Hey Max,

Thanks for this cool way to follow along with Das's paper!

I was with you right up until updating the bid-ask spread, and I was actually a bit confused with Das's explanation (what does he mean by "cycling down"?):

The fixed point equations 2.10 and 2.11 are approximately solved by using the result from Glosten and Milgrom that Pb ≤ E[V ] ≤ Pa and then, to find the bid price, for example, cycling from E[V] downwards until the difference between the left and right hand sides of the equation stops decreasing. The fixed point real-valued solution must then be closest to the integral value at which the distance between the two sides of the equation is minimized.

Reading eq. 2.10 the first time, I assumed that the P_b on the left hand side of the equation was the posterior whereas the P_b used in the Σ expression was the prior.

But after puzzling over his explanation of the solution, I think that P_b is the same on both sides of the equation, and that his proposed approximate solution is to

1. iterate over potential P_b values,
2. plug each into the equation, and compute the difference between (1) the value that you plugged in and (2) the result from the equation, and
3. choose the bid price that minimizes the magnitude of that difference.

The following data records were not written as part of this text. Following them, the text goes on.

PR #2185, opened 2017-06-23
INT-4303: (S)FTP MGET with FileExistsMode.IGNORE

garyrussell:
JIRA: https://jira.spring.io/browse/INT-4303

Don't emit ignored files in the output message payload.

Also, always preserve the timestamp when using `FileExistsMode.REPLACE_IF_MODIFIED`.

### DIFF
--- a/spring-integration-file/src/main/java/org/springframework/integration/file/remote/gateway/AbstractRemoteFileOutboundGateway.java
+++ b/spring-integration-file/src/main/java/org/springframework/integration/file/remote/gateway/AbstractRemoteFileOutboundGateway.java
@@ -1039,12 +1039,16 @@ public abstract class AbstractRemoteFileOutboundGateway<F> extends AbstractReply
 			if (!appending && !tempFile.renameTo(localFile)) {
 				throw new MessagingException("Failed to rename local file");
 			}
-			if (this.options.contains(Option.PRESERVE_TIMESTAMP)) {
+			if (this.options.contains(Option.PRESERVE_TIMESTAMP)
+					|| fileExistsMode.equals(FileExistsMode.REPLACE_IF_MODIFIED)) {
 				localFile.setLastModified(getModified(fileInfo));
 			}
 		}
 		else if (FileExistsMode.REPLACE_IF_MODIFIED.equals(fileExistsMode)) {
 			logger.debug("Local file '" + localFile + "' has the same modified timestamp, ignored");
+			if (this.command.equals(Command.MGET)) {
+				localFile = null;
+			}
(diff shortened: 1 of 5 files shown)


spring-integration-file/src/main/java/org/springframework/integration/file/remote/gateway/AbstractRemoteFileOutboundGateway.java
```diff
@@ -1039,12 +1039,16 @@ protected File get(Message<?> message, Session<F> session, String remoteDir, Str
...
 				throw new MessagingException("Failed to rename local file");
 			}
-			if (this.options.contains(Option.PRESERVE_TIMESTAMP)) {
+			if (this.options.contains(Option.PRESERVE_TIMESTAMP)
+					|| FileExistsMode.REPLACE_IF_MODIFIED.equals(fileExistsMode)) {
 				localFile.setLastModified(getModified(fileInfo));
 			}
 		}
 		else if (FileExistsMode.REPLACE_IF_MODIFIED.equals(fileExistsMode)) {
 			logger.debug("Local file '" + localFile + "' has the same modified timestamp, ignored");
```
artembilan: This DEBUG message should be wrapped with the `if (logger.isDebugEnabled()) {`
OTOH with the new logic via `if (this.command.equals(Command.MGET)) `, I'd say that this message should go to the else side.
WDYT?

I can fix on merge.

I guess since it is a logic change we can't backport it into `4.3.x`

garyrussell: I don't know what you mean by "move to the else side". The MGET logic has no bearing; it's just a signal to the caller to not include the file in the output message. The log should be emitted, regardless.

Right; no backport.

artembilan: OK. Merging with the simple polishing about `if (logger.isDebugEnabled()) {`...

garyrussell: I don't know what you mean by "move to the else side". The MGET logic has no bearing; it's just a signal to the caller to not include the file in the output message. The log should be emitted, regardless.

Right; no backport.

artembilan:
Merged as https://github.com/spring-projects/spring-integration/commit/0903df967680a7be8ed80d4d2edb78ceae25c459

So you'd go up and down a few ticks from the last bid price (down if your bid was hit, up if your quote was lifted) until minimizing that difference. I think what your implementation is doing is setting the bid price equal to the mean of how the probability distribution would be updated if the bid were hit again, and vice versa for the ask.

Does that make sense? I guess I'm not completely sure that I'm interpreting that correctly, but it did end up producing more realistic values for me.

A couple other things that I don't totally get:

• Why use volatility as σ instead of the standard deviation between ticks? This was confusing to work through with some real data because it happened in my case that annualized volatility of returns are in the same ballpark as the standard deviation between ticks! I tried checking for like three different instruments; no heuristic solution to this one for me haha
• After updateDensity I think the distribution needs to be "re-normalized" by making a second pass and diving the probability for each tick by the new integral for the curve, but it's totally possible that I'm missing something.

Btw his 2005 paper explores the same topic, and even includes whole sections verbatim from the 2003 paper, so for anybody else that may end up reading this, it's worth checking out as well.

Cheers!